What actually is frailty?

Chris Beech is a Nurse Consultant at NHS Forth Valley, Falkirk. She is member of the BGS Specialist Nurse and Allied Health Professionals Special Interest Group.ANAM2B

Frailty is all around us, especially when you take a quick peek at the recent literature on working with older people. It is important that nurses working with older people in all care settings are aware of what frailty is, what the implications are if someone is identified as living with frailty and what, if anything, can be done about it.

We all have a picture in our head of a frail person, the problem is that there is a big chance that this picture is a different image to the one the person sitting next to you is thinking of. It is important therefore to have the ability to put an objective view point into play.

So, what is frailty? Well, it basically means that the person is less able to cope with illness and may lose their functional ability quite quickly. They will have a reduced capacity within their physical and psychological reserves. This may well mean that something small such as a UTI may tip the balance and that the person with frailty can have a dramatic change in their health status and circumstances. Older people with frailty who need to undergo surgery can have less successful outcomes if the frailty has not been identified prior to the operation because of this lack of physical and cognitive reserve.

Frailty can be seen as a long term condition just like heart disease or asthma but because the symptoms are much more hidden it is often not picked up especially by a health service that tends to focus on diseases. So, is there anything that you can do about it?

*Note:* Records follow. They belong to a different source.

PR #503, opened 2019-04-23
Refactor/row responsive

### LINKED ISSUE #496: row: add default responsive adjustment
### Desired behavior

As a developer, my rows adjust responsively automatically. A Medium row, appears like a small row below the breakpoint (smaller font size, w/o thumbnail)

image

### Today's behavior

No responsive

### The Value Add

Responsive default = better

### The Tradeoffs

If we adjust based on media query, we may not account for all desired use cases.

danethurber:
resolves #496

### DIFF
--- a/.eslintrc.js
+++ b/.eslintrc.js
@@ -16,11 +16,13 @@ module.exports = {
     'prettier/standard',
     'plugin:jest/recommended'
   ],
-  plugins: ['jest', 'react'],
+  plugins: ['jest', 'react', 'react-hooks'],
   env: {
     'jest/globals': true
   },
   rules: {
+    'react-hooks/exhaustive-deps': WARNING,
+    'react-hooks/rules-of-hooks': ERROR,
     'react/jsx-no-bind': [IGNORE]
   }
 }
--- a/packages/drawer/src/react/__stories__/index.story.js
+++ b/packages/drawer/src/react/__stories__/index.story.js
@@ -143,13 +143,14 @@ storiesOf('drawer', module)
     <Drawer
       base={
         <Row
-          image={<Row.Image src="https://cataas.com/cat" />}
-          title="Look at me! I'm a <Row />!"
-          metadata1={['Kitten McCatbuns', '23 hours of cuteness']}
-          actionBarVisible
           actionBar={[
             <Row.Action key="iHeartCats" icon={<Icon id="more" />} />
           ]}
+          actionBarVisible
+          image={<Row.Image src="https://cataas.com/cat" />}
+          metadata1={['Kitten McCatbuns', '23 hours of cuteness']}
+          size={Row.sizes.medium}
+          title="Look at me! I'm a <Row />!"
         />
       }
     >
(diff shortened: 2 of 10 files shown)


packages/row/src/react/index.js
```diff
@@ -374,22 +375,27 @@ renderProgress.propTypes = {
 
 // NOTE: the `title` prop clashes with a native html attr so we're exclude it
 //       from being mistakenly used in any child component
-const Row = ({ title, titleTruncated, ...props }) => (
-  <div {...styles.row(props)} {...filterReactProps(props)}>
-    {renderOverlays(props)}
+const Row = ({ title, titleTruncated, ...props }) => {
+  const desktop = useMatchMedia('(min-width: 769px)')
```
jaketrent: I at first mis-read this as just `matchMedia`.  `use-` indicates it's a hook.  I saw that later.  Even though it kinda bugs me in the native matchMedia api, but I wonder if changing the hook impl to `return { matches }` to match the native api might be more familiar?

jaketrent: perhaps that ^ or change the varName to something that doesn't seem like something you'd name the result of a native matchMedia call, like isDesktop?

packages/row/src/react/index.js
```diff
@@ -374,22 +375,27 @@ renderProgress.propTypes = {
...
+  if (!props.size) props.size = desktop ? vars.sizes.medium : vars.sizes.small
 
-    <Words image={props.image} size={props.size} actionBar={props.actionBar}>
-      <Title size={props.size} truncated={titleTruncated}>
-        {title}
-      </Title>
+  return (
```
jaketrent: what really changed here...?  hard to parse.

jaketrent: addition of the `<div {...styles.row(props)} {...filterReactProps(props)}>`?

packages/drawer/src/react/__stories__/index.story.js
```diff
@@ -143,13 +143,14 @@ storiesOf('drawer', module)
...
-          title="Look at me! I'm a <Row />!"
-          metadata1={['Kitten McCatbuns', '23 hours of cuteness']}
-          actionBarVisible
           actionBar={[
             <Row.Action key="iHeartCats" icon={<Icon id="more" />} />
           ]}
+          actionBarVisible
+          image={<Row.Image src="https://cataas.com/cat" />}
+          metadata1={['Kitten McCatbuns', '23 hours of cuteness']}
+          size={Row.sizes.medium}
```
jaketrent: just curious, why was this necessary?

.eslintrc.js
```diff
@@ -16,11 +16,13 @@ module.exports = {
     'prettier/standard',
     'plugin:jest/recommended'
   ],
-  plugins: ['jest', 'react'],
+  plugins: ['jest', 'react', 'react-hooks'],
```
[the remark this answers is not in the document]
danethurber: yeah. but these are helpful :)

packages/drawer/src/react/__stories__/index.story.js
danethurber: it keeps the snapshots from changing - since medium was the previous default behaviour

packages/row/src/react/index.js
danethurber: good call. i'll update

packages/row/src/react/index.js
danethurber: the only change is a new `props.size` based on the media query is added. it can be override if a size is provided

packages/row/src/react/use-match-media.js
```diff
@@ -0,0 +1,22 @@
+import { useEffect, useState } from 'react'
+
+export default function useMatchMedia(query) {
```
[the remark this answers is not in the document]
danethurber: srsly - loving it!

PR #507, opened 2019-04-29
feat(icon): code, trend up, and clock icons

### LINKED ISSUE #494: icon: time duration
### Desired behavior

Icon to replace the clock used here...
image

### Today's behavior

Using 3rd party library.

### The Value Add

Using icons in the design system instead of 3rd party.

danethurber:
BREAKING CHANGE: previous code icon is now called `code-branded`

resolves #494


jaketrent:
@dborodyansky , did you get looped into this?  Are these icons considered general enough for the common set?

PR #511, opened 2019-05-07
prop-types: workaround circular json error

josmardias:
### What You're Solving

When the validator receives a prop that happens to be a circular json, JSON.stringify will throw an error, and as stated on prop-types docs you can't throw inside a PropTypes.oneOf validator.

It happened to me while using `ActionMenu` with multiple `ActionMenu.Item`, the children was an array of elements and failed on stringify due to a circular json.
In my specific case, the `PropTypes.oneOf` will validate as ok if the stringify don't throw.

### Design Decisions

Naturally the answer to this is a resonating yes and to help you in this the British Geriatrics Society (BGS) can have just published a consensus best practice guidance for the recognition and management of older people living with frailty. Does this apply to me I hear you asking, well yes of course, the guideline is intended to be used by anyone who may be providing support for older people in the community or out-patient setting. One of the advantages of this guideline is that it was produced by a multidisciplinary team and therefore takes into account the different disciplines.

The guideline is available in 2 versions. There is a long version which is very medically focused and the short version which is accessible to all professions including social care and is written in plain English. The guideline goes through the process of how to recognise people with frailty. It talks about the syndromes that might cause you to think about frailty such as falls, immobility, delirium/acute confusion, incontinence and susceptibility to medication side effects (these used to be known as the Geriatric Giants). There are a couple of screening tools that might be useful in identifying those people with frailty and these are recommended in the guideline. They are gait speed and the timed up and go. It is recognised that conducting these tests in the confined space of a person’s own home may cause difficulties and so PRISMA 7 has been recommended as an alternative. The BGS guidelines do not recommend whole sale population screening rather they focus on opportunistic screening. So when you come into contact with an older person, as part of your holistic assessment, start to put frailty in as an aspect to consider.

If you identify someone as potentially frail, then what should you do? The guidelines will point you in the direction of a Comprehensive Geriatric Assessment (CGA), this is an evidence based approach that has been proven to benefit older people. The guideline does acknowledge that this can be time consuming and therefore recommends that at the very minimum a holistic assessment is undertaken of the person’s needs with referral for CGA if it is identified that this is needed. A comprehensive care plan should then be devised in conjunction with the patient and/or carer, ensuring that as professionals we are very sure about what the person’s goals are.

I would recommend reading the BGS guidelines, they are easy to read and focus on an integrated approach as they are aimed at ambulance, social care, third sector and health professionals.